While we were doing the research for this page, we came across a much better on-line source of information than we could ever produce. Thus, we will keep this page short, and commend any readers to Guideline to the morphological species description for the Sponge Barcoding Database (SBD). That site also refers to Hooper (2000), which is an excellent source, but the web version of Hooper's work has no illustrations. The Guideline has illustrations but no written definitions. For the most part, you won't need written definitions, but they are useful for getting grounded in the system. Hence, we supply the following as a sort of introduction to the most basic terms. Another useful source for spicule terms is Andri et al. (2001). It is most easily used in HTML format at this link. A useful review of sponge spicules in general, but not so convenient for issues of terminology, is Uriz (2006).
Actually, there ought to be some way of discussing sponges without getting enmeshed in the terminology of spicules. We actually tried to do this, but ultimately failed. The subject can't be ignored, won't fit in a glossary entry, and is simply too boring to slip into some phylogenetic discussion. We will restrict the discussion to megascleres -- the large, structural spicules. Megasclere terms are built from (a) a numerical prefix, (b) a structural suffix, and sometimes (c) some sort of language-specific grunt at the end.
Prefixes: nothing peculiar here, except the unholy mixture of Latin and Greek roots:
Mono- = 1
Di- = 2
Tri- = 3
Tetr- = 4
Hex- = 6
Suffixes: this is where it gets trickier. Many sources and some textbooks confuse these three:
-actine = rays
-axon = axes
-radiate = rays in a single plane
Grunts: ignore these
-al (unnecessary sur-suffix for adjectives)

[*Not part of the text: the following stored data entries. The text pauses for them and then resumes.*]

PR #5050, opened 2024-12-17
fix(ssr): align csr and ssr reflective behavior

ekashida:
Use the same list of property names as CSR when determining whether a property should reflect.


packages/@lwc/shared/src/html-attributes.ts
```diff
@@ -116,6 +116,24 @@ export const SPECIAL_PROPERTY_ATTRIBUTE_MAPPING = /*@__PURE__@*/ new Map([
...
+    'draggable',
+    'hidden',
+    'id',
+    'lang',
+    'spellcheck',
+    'tabIndex',
+    'title',
+];
+
+export const REFLECTIVE_GLOBAL_PROPERTY_SET = /*@__PURE__@*/ new Set(REFLECTIVE_GLOBAL_PROPERTIES);
```
wjhsf, line 135:
```suggestion
const REFLECTIVE_GLOBAL_PROPERTIES = /*@__PURE__@*/ new Set([
    'accessKey',
    'dir',
    'draggable',
    'hidden',
    'id',
    'lang',
    'spellcheck',
    'tabIndex',
    'title',
]);
```
🤷

packages/@lwc/engine-server/src/__tests__/fixtures/attribute-component-global-html/expected.html
```diff
@@ -1,6 +1,6 @@
 <x-attribute-component-global-html>
   <template shadowrootmode="open">
-    <x-child accesskey="A" class="bar foo" contenteditable="true" data-test="test" draggable="true" hidden id="foo" itemprop="foo" spellcheck="true" style="color: red; background: blue;" tabindex="-1">
+    <x-child accesskey="A" class="bar foo" data-test="test" draggable="true" hidden id="foo" spellcheck="true" style="color: red; background: blue;" tabindex="-1">
```
wjhsf, line 3: Are we going to break anyone by no longer reflecting contenteditable/itemprop?

wjhsf (approved):

packages/@lwc/engine-server/src/__tests__/fixtures/attribute-component-global-html/expected.html
ekashida: I don't think so, this is the current behavior of engine-dom

packages/@lwc/engine-core/src/framework/html-properties.ts
```diff
@@ -32,7 +33,7 @@ forEach.call(keys(AriaPropNameToAttrNameMap), (propName: string) => {
         HTMLElementOriginalDescriptors[propName] = descriptor;
     }
 });
-forEach.call(defaultDefHTMLPropertyNames, (propName) => {
+forEach.call(ArrayFrom(REFLECTIVE_GLOBAL_PROPERTY_SET), (propName) => {
```
nolanlawson, line 36: Nit: since we control the object, we can just use a `for...of` loop.

packages/@lwc/engine-server/src/__tests__/fixtures/attribute-component-global-html/expected.html
nolanlawson: I don't see any `integration-karma` tests for this. Let's add a hydration test to confirm this behavior (will double as a test that `engine-server` and `engine-dom` output the same thing).

nolanlawson (approved):

packages/@lwc/engine-server/src/__tests__/fixtures/attribute-component-global-html/expected.html
ekashida: We already had tests that test reflection so I added a test for `contenteditable` to show that `engine-server` and `engine-dom` should both not reflect that attribute.

PR #5055, opened 2024-12-17
fix(ssr): fix HTML comment bookends for if blocks

nolanlawson:
## Details

The current logic for rendering bookends for if/elseif/else blocks is wrong. The way it should work is:

- bookends should be rendered for an entire series of if/elseif/else's
- bookends should only render if the block rendered _something_
- bookends should only render for `lwc:*` ifs, not `if:true` or `if:false`


nolanlawson:
Related: #5027

wjhsf (approved):

PR #5056, opened 2024-12-18
test(ssr): test `if` with adjacent text

nolanlawson:
## Details

Adds tests for an issue uncovered by https://github.com/salesforce/lwc/pull/5027#discussion_r1889385498 which is that `lwc:if` and `if:true` and friends should "reset" adjacent text node buffers but currently do not, at least when rendered as slotted content.


nolanlawson:
Note the GitHub UI makes this impossible to read, because the important thing is how many ZWJs we render adjacent to one another (we render 1-3 in these tests).

wjhsf (approved):

PR #5033, opened 2024-12-10
fix(ssr): add `experimentalDynamicComponent` aka dynamic imports

nolanlawson:
## Details

Fixes #5021

Related: #5031 #5032

## Does this pull request introduce a breaking change?

- 😮‍💨 No, it does not introduce a breaking change.

## Does this pull request introduce an observable change?

- 🤞 No, it does not introduce an observable change.

PR #5058, opened 2024-12-18
fix(ssr-compiler): namespace & name are optional in CompilerTransformOptions

cardoso:
## Details

This is a type-only fix.

It was probably an unintended change introduced in #5033 which caused some type errors in tests:

Screenshot 2024-12-18 at 13 39 48

### DIFF
--- a/packages/@lwc/ssr-compiler/src/__tests__/estemplate.spec.ts
+++ b/packages/@lwc/ssr-compiler/src/__tests__/estemplate.spec.ts
@@ -8,6 +8,7 @@
 import { is, builders as b } from 'estree-toolkit';
 import { describe, test, expect } from 'vitest';
 import { esTemplate, esTemplateWithYield } from '../estemplate';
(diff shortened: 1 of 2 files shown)


packages/@lwc/ssr-compiler/src/__tests__/estemplate.spec.ts
```diff
@@ -33,7 +34,7 @@ describe.each(
         test('when attempting to replace unreplaceable code constructs', () => {
             // Someone might try to create a template where 'class' or 'function'
             // is provided as an argument to the ES template.
-            const isFunctionOrClass = (node: any) =>
+            const isFunctionOrClass = (node: any): node is FunctionDeclaration | ClassDeclaration =>
```
cardoso, line 37: This is an error if you're using the workspace version of typescript (5.4.5). Type predicates are only inferred in 5.5 🥲 so close.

A "ray" or actine is supposed to refer to a growth zone. That is, a ray theoretically represents the position of one terminal sclerocyte spicule-forming cell). Unfortunately, that particular theory can be difficult to put into practice. Multiple sclerocytes often cooperate on a single growth zone, split up to form branches or forks, or just wander around doing maintenance.
A more practical (and biologically reasonable) way to rationalize the nomenclature is to imagine each spicule element as an axis emanating from the center of the spicule. If the axis grows in only one direction out from the center, it is monactine. If the axis grows also grows in the opposite direction, it is diactine. So far as we know, these are the only two possibilities for sponge spicules.
Perhaps there are sponges out there which build boomerang-shaped axes which curve sharply at the center, so that the two ends do not grow in opposite directions. Too bad. It will probably be described as diaxonic, not diactine. That is, it will be conceived as having two separate axes, rather than a single, curved axis with two growing ends.
Further, it makes no difference whether the axis curves, branches, or forks beyond the center. Such ornamentation, however Baroque, does not alter the count of either rays or axes. .
The system becomes a bit ambiguous in a number of cases. For example, some spicules look like a trident, with one long ray and three short, curved rays at one end. Is this a tetraxon, or perhaps an ornamented diactinic monaxon? The tendency is to treat such cases as tetraxons.
Finally, We have found one special case, with no obvious explanation. If we ever find the explanation, we will add it here. This case deals with an apparently simple tetraradiate diaxon: a '+' sign configuration. This is frequently classified as a triaxon. One possible reason is that spicules are small and fragile. Particularly with fossil materials, it can be impossible to tell whether the spicule is actually a tetraradiate diaxon, or the broken remains of a (much more common) hexactine triaxon (see image for an example). Unfortunately, the latter are diagnostic of Hexactinellida, so this practice can lead to problems.
 If we were able to write our own spicule nomenclature, we would include the terminology of Baroque ornamentation. This would allow for curved axes (appoggiaturi), terminal splitting (mordents), irregular turns (turns), and little sprays of spikelets (trills), all of which are as common in sponges as in Scarlatti.